Can Hospital at Home Deliver Comparable Outcomes to Traditional Inpatient Care for Medicare Patients?
Key Takeaways
- Propensity score–matched analysis (2021–2022; 68 hospitals; 4174 HaH vs 11,697 inpatient) demonstrated lower in-hospital mortality with HaH (0.4% vs 3.6%; aOR 0.09).
- Thirty-day ED use was reduced under HaH (8.8% vs 10.0%; aOR 0.86), while 30-day readmissions were not statistically different (11.7% vs 11.0%; aOR 1.07).
Hospital at home is linked to lower mortality and ED use vs inpatient care in Medicare patients.

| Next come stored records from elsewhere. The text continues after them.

PR #630, opened 2018-12-15
Xabispacebiker show alternative content prefix

xabispacebiker:
This patch, gives the option to choose whether or not to display the "For the sake of viewer convenience" text when alternative content is enabled.

### DIFF
--- a/admin/qtx_configuration.php
+++ b/admin/qtx_configuration.php
@@ -385,6 +385,13 @@ function qtranxf_conf() {
                                                                              value="1"<?php checked( $q_config['show_alternative_content'] ) ?>/> <?php _e( 'Show content in an alternative language when translation is not available for the selected language.', 'qtranslate' ) ?>
                                 </label>
                                 <p class="qtranxs-notes"><?php printf( __( 'When a page or a post with an untranslated content is viewed, a message with a list of other available languages is displayed, in which languages are ordered as defined by option "%s". If this option is on, then the content of the first available language will also be shown, instead of the expected language, for the sake of user convenience.', 'qtranslate' ), __( 'Default Language / Order', 'qtranslate' ) ) ?></p>
+				<br />
+                                <label for="show_alternative_content_prefix"><input type="checkbox"
+                                                                             name="show_alternative_content_prefix"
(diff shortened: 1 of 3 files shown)


herrvigg:
hello, thank you for this PR! I'll check that soon :)

herrvigg:
It's a good feature, but we should regroup the checkbox options into a list for better clarity, also because all combinations don't work anyway. If i find a bit of time i'll give a try.

herrvigg:
@xabispacebiker i'm thinking to convert the `show_alternative_content` option from boolean to enum (int), the retro-compatibility should be straightforward if the mapping is done correctly.
Could you rebase on master (or just merge the last commits)? Then i'll try to push to your branch after testing this (there is a github option to allow this).

herrvigg:
Actually i don't like this "For the sake of viewer convenience" notice at all. It's quite cumbersome. We might even just remove it for simplicity or maybe have this in a tooltip instead. Let's see.

herrvigg:
@xabispacebiker this took a bit of time, but i have finally reviewed all this in deep.

In fact my suggestion is to **never display** the very long message "_For the sake of convenience [long text...]_" because it's cumbersome and it has **no added value for the user**! Any user can understand what an hyperlink is and there's no real need explaining why a given language is currently displayed. The goal of your option was to hide this but i want now to make it the new behavior instead. Therefore i will not take your PR but i will transform your idea a bit differently.

Actually the message "_For the sake..._" is more of a debug information for the administrator, not the user! But the admin should know what he is doing when the option "**Show alternative content**" is selected and how this alternative content is built, first from the default and then from the order of the other languages (this is actually one of the best features of qTranslate that i really love!).

As a consequence i'm simply removing all this block so this also simplifies the code. The only complication comes from the filter `i18n_content_translation_not_available` that some people might use. I hardly see someone wanting to re-use this message so i just want to get rid of it. But the content might still be customized entirely by the filter. As i see it the best solution is to deprecate the filter to remove this argument. I will try this and i think i can send it soon.

herrvigg:
I replaced with PR https://github.com/qtranslate/qtranslate-xt/pull/655. Let me know what you think of it.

Hospital-at-home (HaH) care was associated with lower in-hospital mortality and reduced emergency department use within 30 days of discharge compared with traditional inpatient hospitalization among Medicare beneficiaries, according to a new propensity score–matched
The findings arrive as health systems continue to grapple with rising inpatient demand, workforce shortages, and constrained bed capacity. Nationally, alternative care models such as HaH have gained traction as a potential way to expand capacity while maintaining quality. CMS formally accelerated adoption during the COVID-19 pandemic through the Acute Hospital Care at Home initiative, which enabled hospitals to bill for inpatient-level services delivered in patients’ homes.2
Broader evidence suggests growing interest in home-based acute care models as health systems look for scalable solutions. A 2023 Commonwealth Fund analysis noted that hospital-at-home programs can reduce costs and complications while maintaining equivalent outcomes, though implementation remains uneven across regions and health systems due to reluctance of payers to reimburse for this care and concerns about patient safety.3
In the current study, researchers analyzed 15,871 Medicare fee-for-service beneficiaries aged 65 and older who were treated between January 2021 and December 2022 at 68 eligible U.S. hospitals. The propensity score-matched cohort included 4174 HaH admissions and 11,697 traditional inpatient admissions.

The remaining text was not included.